Dos años y dos meses después de este escrito de despedida que hice convencido de lo peor, me sirve de colofón y despedida, ahora sí definitiva, de mi querida compañera perruna de estos últimos cuatro años. A las once de la noche, en mis brazos, con su mirada pendiente de la mía, asustada pero silenciosa, mi fiel Frida dejaba escapar su último aliento y se dormía plácidamente sobre mi regazo. Sólo quien ha compartido su vida con animales y los ha dejado que entren en su corazón, puede comprender el dolor terrible que puede causar esta pérdida, comparable perfectamente con la de un ser familiar querido.
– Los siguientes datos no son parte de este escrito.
PR #3863, opened 2026-07-05
Fix hp_comware send_command empty output in Netmiko 4.x

fanbinbill:
Root cause: Netmiko 4.x send_command() relies on _prompt_handler() -> find_prompt() without the extra clear_buffer() safety net that existed in the 3.x flow. On H3C/HP Comware devices, find_prompt() can leave a residual <HOSTNAME> prompt fragment queued in the channel.

Reproduction: on hp_comware with auto_find_prompt enabled and cmd_verify disabled by default, send_command() may match the stale prompt before real command output arrives. strip_command()/strip_prompt() can then sanitize the buffer down to an empty string.

Fix: override hp_comware _prompt_handler() to clear_buffer() immediately after auto prompt detection. This keeps the change scoped to the Comware driver and avoids altering behavior for other platforms. Add unit tests covering auto_find_prompt on/off and find_prompt() fallback handling.,timeout:120}},{

Change-Id: I74d55cafef8890a8364109518484fdb52770615f

### DIFF
--- a/netmiko/hp/hp_comware.py
+++ b/netmiko/hp/hp_comware.py
@@ -84,6 +84,14 @@ class HPComwareBase(CiscoSSHConnection):
             bypass_commands=bypass_commands,
         )
 
+    def _prompt_handler(self, auto_find_prompt: bool) -> str:
+        prompt = super()._prompt_handler(auto_find_prompt)
+        if auto_find_prompt:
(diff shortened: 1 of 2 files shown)


ktbyers:
Superseded by https://github.com/ktbyers/netmiko/pull/3865

PR #3867, opened 2026-07-12
Fix Palo Alto command echo stripping

### LINKED ISSUE #3543: Palo Alto driver strip_command method is not doing a `strip()` call
This calls breakage for PA and telnet since <enter> might be \r\n and not just \n.

Should just get rid of the strip_command method from the driver and revert back to base_connection.py method (i.e. I can't see any reason to override the default method here).

H-TTTTT:
Fixes #3543

## Summary

- remove the Palo Alto-specific `strip_command` override
- use the shared base implementation for SSH and Telnet command echo handling
- cover LF/CRLF terminators and repeated command text

## Testing

- focused Palo Alto tests: 3 passed
- base connection unit tests: 35 passed
- feasible unit suite: 120 passed, 1 skipped, 5 dependency/environment deselections
- Ruff format and lint: passed
- mypy: passed for 270 source files

## Hardware

Not tested against a physical PAN-OS device.

### DIFF
--- a/netmiko/paloalto/paloalto_panos.py
+++ b/netmiko/paloalto/paloalto_panos.py
@@ -181,11 +181,6 @@ class PaloAltoPanosBase(NoEnable, BaseConnection):
             raise ValueError(f"Commit failed with the following errors:\n\n{output}")
         return output
 
-    def strip_command(self, command_string: str, output: str) -> str:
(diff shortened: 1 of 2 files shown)


ktbyers:
Superseded by: https://github.com/ktbyers/netmiko/pull/3873

Issue #3872, opened 2026-07-23
Telnet `read_very_eager()` is O(n²), making large telnet transfers extremely slow (~600x slower than SSH)


ga-sekiguchi:
## Summary

Reading large outputs over **telnet** is quadratically slow (O(n²)). A command
that returns a large amount of data takes **~20 minutes over telnet** but the
**same command over SSH finishes in ~2 seconds**.

The root cause is in the vendored telnetlib (`netmiko/_telnetlib/telnetlib.py`),
which was bundled into netmiko after `telnetlib` was removed from the Python
standard library in 3.13 (PEP 594). `read_very_eager()` accumulates data into
`cookedq` and re-copies the entire growing buffer on every loop iteration.

## Environment

- netmiko: 4.7.0
- Python: 3.13 (uses the vendored `netmiko/_telnetlib/telnetlib.py`)

## Reproduction

Read a large file (~136,000 lines) from a device over telnet:

```python
# telnet connection -> ~20 minutes for 136,411 lines
export_file_output = conn_telnet_test.send_command("cat test.csv", read_timeout=6000)
```

The identical read over an SSH connection to the same device completes in
**~2 seconds**. The larger the output, the worse the gap becomes (quadratic).

## Root cause

For telnet, `Channel.read_channel()` calls `read_very_eager()`:

```python
# netmiko/channel.py:122
return self.remote_conn.read_very_eager().decode(self.encoding, "ignore")
```

`read_very_eager()` loops calling `process_rawq()`, but never drains `cookedq`
until the final `read_very_lazy()`:

```python
# netmiko/_telnetlib/telnetlib.py:360
def read_very_eager(self):
    self.process_rawq()
    while not self.eof and self.sock_avail():
        self.fill_rawq()
        self.process_rawq()
    return self.read_very_lazy()
```

Each `process_rawq()` appends to `cookedq` with an immutable-`bytes` concat:

```python
# netmiko/_telnetlib/telnetlib.py:496
self.cookedq = self.cookedq + buf[0]
```

Because `cookedq` is **never emptied during the loop**, every iteration
re-copies the entire (and growing) `cookedq`. For `n` total bytes received in
chunks, the total copy work is `~n² / (2 * chunk)` = **O(n²)**.

Note: this is *independent* of the `recv(50)` chunk size. Shrinking `recv` does
not help, because `cookedq` keeps growing across loop iterations regardless of
how small each individual chunk is.

## Suggested fix

[...]

PR #3875, opened 2026-07-24
Fix telnet reads by looping read_eager() 

ktbyers:
TelnetChannel.read_channel() called telnetlib's read_very_eager(), which accumulates cooked data into a single immutable bytes buffer (cookedq) that is re-copied on every loop iteration. For n bytes received in chunks the total copy work is ~n^2/(2*chunk), making large telnet reads quadratic (GH #3872): a 136k-line read took ~20 min over telnet vs ~2 s over SSH.

Reimplement the read by looping the public read_eager() primitive, which drains cookedq on every call, and accumulate its results in a Python list joined once at the end. Each concat stays O(chunk) and the whole read is O(n). The vendored telnetlib is left untouched (pristine CPython copy).

read_eager() returns as soon as it has cooked data, so looping it until it yields nothing reproduces read_very_eager()'s greedy 'drain everything available' behavior. The EOFError contract (raised on a closed connection with no buffered data, relied on by telnet_login) is preserved by only re-raising when no data was collected.

Add tests/unit/test_telnet_channel.py: characterization tests that drive the real vendored Telnet parser via a fake socket and lock down multi-chunk draining, IAC option stripping/answering, IAC sequences split across recv() boundaries, the EOFError contract, and empty-read behavior.

### DIFF
--- a/netmiko/channel.py
+++ b/netmiko/channel.py
@@ -116,10 +116,41 @@ class TelnetChannel(Channel):
         raise NotImplementedError
 
     def read_channel(self) -> str:
-        """Read all of the available data from the channel."""
+        """Read all of the available data from the channel.
+
+        This recreates telnetlib's read_very_eager() behavior ("drain everything
+        currently available, without blocking") but as an O(n) operation.
+
+        read_very_eager() accumulates cooked data into a single immutable bytes
+        buffer (cookedq) that it re-copies on every loop iteration, which is
+        O(n^2) for large reads (see netmiko GH #3872). Instead we loop the
+        public read_eager() primitive, which drains cookedq on every call, and
+        accumulate its results in a Python list, joining once at the end. Each
+        concat therefore stays O(chunk) and the whole read is O(n).
+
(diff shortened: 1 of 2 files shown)


ktbyers:
Fixes https://github.com/ktbyers/netmiko/issues/3872

ktbyers:
@ga-sekiguchi Do you want to test this fix?

Note, I didn't want to make any changes to the vendored version of _telnetlib so I moved the fix into the Netmiko code.

ga-sekiguchi:
Thanks so much for putting this together, and for moving the fix into the Netmiko code instead of touching the vendored _telnetlib — that keeps the CPython copy pristine and is a much cleaner approach than my original suggestion.

  I tested the fix against my original repro (the ~136k-line cat over telnet that previously took over 20 minutes), and it now completes in about 10 seconds. Huge improvement — thank you! 🎉

  The characterization tests around IAC handling and the EOFError contract look great too. This is good to go from my side.

PR #3877, opened 2026-08-16
Make ruamel.yaml optional

jbemmel:
Netmiko currently declares ruamel.yaml as a mandatory dependency even though it is only required by specific functionality. This unnecessarily forces consumers such as Netlab to install ruamel when using Netmiko for normal network-device configuration. Make the dependency optional while keeping it available to the functionality that requires it. Update the development/test dependencies so Netmiko's own CI and pre-commit tests continue to run.

Unrelated, but needed to make the CI/CD checks pass: Update cryptography to 50.0.0. Can split that into a separate PR if desired


ipspace:
To add a bit of background:

> This unnecessarily forces consumers such as Netlab

We plan to use netmiko instead of Ansible whenever possible. This has been on the backburner since Ansible release 12, but I hope to get it done this summer. However, we would like to avoid a mandatory switch to ruamel. Details in https://github.com/ipspace/netlab/issues/3780

ktbyers:
Yes, this should be fine. 

I will review this and merge it early next week

ktbyers:
Superseded by: https://github.com/ktbyers/netmiko/pull/3878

Frida, la superviviente, viejecita de edad incierta, la resucitadora, que sobrevivió a la vida callejera, a las enfermedades y secuelas que le produjo, que de manera milagrosa se sobrepuso hace dos años contra todo pronóstico a lo que parecía evidente, con insuficiencia renal y respiratoria, con problemas cardíacos, sin dentadura, con un miedo y un pánico instalados en su cerebrito que le superaba cada vez que una puerta se cerraba de golpe o un ruido se producía a su alrededor….con todos los números de decir adiós una y otra vez, se ha resistido hasta lo inimaginable pero finalmente sus escasas fuerzas no han evitado el peor de los desenlaces.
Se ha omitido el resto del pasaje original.